Over years of work, the IRS uncovered evidence that it believed laid the
scheme bare. In one document, a Microsoft senior executive celebrated the
company’s “pure tax play.” In another, KPMG plotted how to make the
company Microsoft created to own the Puerto Rico factory — and a portion
of Microsoft’s profits — seem “real.”

Meanwhile, the numbers Microsoft had used to craft its deal were
laughable, the agency concluded. In one instance, Microsoft had told
investors its revenues would grow 10% to 12% but told the IRS the figure
was 4%. In another, the IRS found Microsoft had understated revenues by
$15 billion.

Determined to seize every advantage against a giant foe, the small team at
the helm of the audit decided to be aggressive. It used special powers that
the agency had shied away from using in the past. It took unprecedented
steps like hiring an elite law firm to join the government’s side.

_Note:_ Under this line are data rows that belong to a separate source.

PR #14445, opened 2024-03-07
manifest: pull hostap image size optimizaton

markaj-nordic:
This pulls in a patch that strips off helper
strings from the wpa commands that occupy FLASH,
but are not really used in some configurations.

It saves 730 bytes for Matter that will allow to unblock the nightly CI plans (Matter Bridge image stopped fitting into FLASH slot).

### DIFF
--- a/west.yml
+++ b/west.yml
@@ -112,7 +112,7 @@ manifest:
     - name: hostap
       repo-path: sdk-hostap
       path: modules/lib/hostap
-      revision: dda5457ad2cfce99e333980c7764c8d480ae4010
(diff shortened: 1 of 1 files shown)


thst-nordic (approved):

thst-nordic:
If this doesn't get merged today we have to add it to `scripts/quarantine_windows_mac.yaml`
before release.

Damian-Nordic (approved):

sachinthegreen (approved):

LuDuda (approved):

PR #14446, opened 2024-03-07
nrf_security: Fix crypto include path issue

SebastianBoe:
Fix crypto include path issue.

See comment in code for details.

Fixes an issue I had when building for the non-secure image.


Vge0rge (approved):

frkv (changes requested):
Please delay taking this in until I have run CI on a proposal for a bugfix

(will remove the change request-statement, depending on first run)

mswarowsky (approved):

SebastianBoe:
already applied by a different PR

PR #14447, opened 2024-03-07
applications: matter: Fix Data Model for Bridge

ArekBalysNordic:
The Data Model is set wrongly for all bridged devices.

This PR repairs a critical bug for Matter Bridge DataModel, found during certification testing.

REF BUG: KRKNWK-18600


applications/matter_bridge/src/bridged_device_types/generic_switch.cpp
```diff
@@ -68,6 +68,8 @@ CHIP_ERROR GenericSwitchDevice::HandleRead(ClusterId clusterId, AttributeId attr
 	switch (clusterId) {
 	case Clusters::Switch::Id:
 		return HandleReadSwitch(attributeId, buffer, maxReadLength);
+	case Clusters::Descriptor::Id:
+		return HandleReadDescriptor(attributeId, buffer, maxReadLength);
```
Damian-Nordic, line 72: Does this work? Descriptor cluster proves `AttributeAccesInterface` that overrides read regular read handlers. I think the right solution is to update `descriptor.cpp` in Matter (in the upstream the fix seems to be already done).

applications/matter_bridge/src/bridged_device_types/onoff_light.cpp
```diff
@@ -46,6 +61,10 @@ constexpr CommandId groupsIncomingCommands[] = {
 	app::Clusters::Groups::Commands::RemoveGroup::Id,
 	app::Clusters::Groups::Commands::RemoveAllGroups::Id,
 	app::Clusters::Groups::Commands::AddGroupIfIdentifying::Id,
+	app::Clusters::Groups::Commands::AddGroupResponse::Id,
```
Damian-Nordic, line 64: Those don't seem like incoming commands.

applications/matter_bridge/src/bridged_device_types/generic_switch.cpp
ArekBalysNordic: Oh, Indeed it works this way. In Matter Bridge, there is no declaration of Descriptor's feature map attribute, so for now, it is enough to add it only, without changing the value because I can see that after enabling it the value read by chiptool is correct.

applications/matter_bridge/src/bridge.zap
```diff
@@ -1,6 +1,6 @@
 {
   "fileFormat": 2,
-  "featureLevel": 99,
+  "featureLevel": 100,
```
LuDuda, line 3: This might be problematic, can you use ZAP tool from this release?

Damian-Nordic (approved):

applications/matter_bridge/src/bridge.zap
ArekBalysNordic: Fixed

ArekBalysNordic:
This PR contains important certification fixes for Matter Bridge.

markaj-nordic (approved):

doublemis1:
Light Switch On Off does not support Identify cluster (client side): which based on the spec i mandatory.
Can we add last this last thing?

doublemis1 (approved):
LGTM!

SeppoTakalo (approved):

To Microsoft and its corporate allies, the nature of the audit posed a dire
threat. This was not the IRS they knew. This was an agency suddenly
committed to fighting and winning. If the aggression went unchecked, it
would only encourage the IRS to try these tactics on other corporations.

“Most people, the 99%, they’re afraid of the IRS,” said an attorney who
works on large corporate audits. “The other 1%, they’re not afraid. They
make the IRS afraid of them.”

Microsoft fought back with every tool it could muster. Business


organizations, ranging from the U.S. Chamber of Commerce to tech trade
groups, rallied, hiring attorneys to jump into the fray on Microsoft’s side in
court and making their case to IRS leadership and lawmakers on Capitol
Hill. Soon, members of Congress, both Republicans and Democrats, were
decrying the IRS’ tactics and introducing legislation to stop the IRS from
ever taking similar steps again.

The outcome of the audit remains to be seen — the Microsoft case grinds
on — but the blowback was effective. Last year, the company’s allies
succeeded in changing the law, removing or limiting tools the IRS team
had used against the company. The IRS, meanwhile, has become notably
less bold. Drained of resources by years of punishing budget cuts, the
agency has largely retreated from challenging the largest corporations.
The IRS declined to comment for this article.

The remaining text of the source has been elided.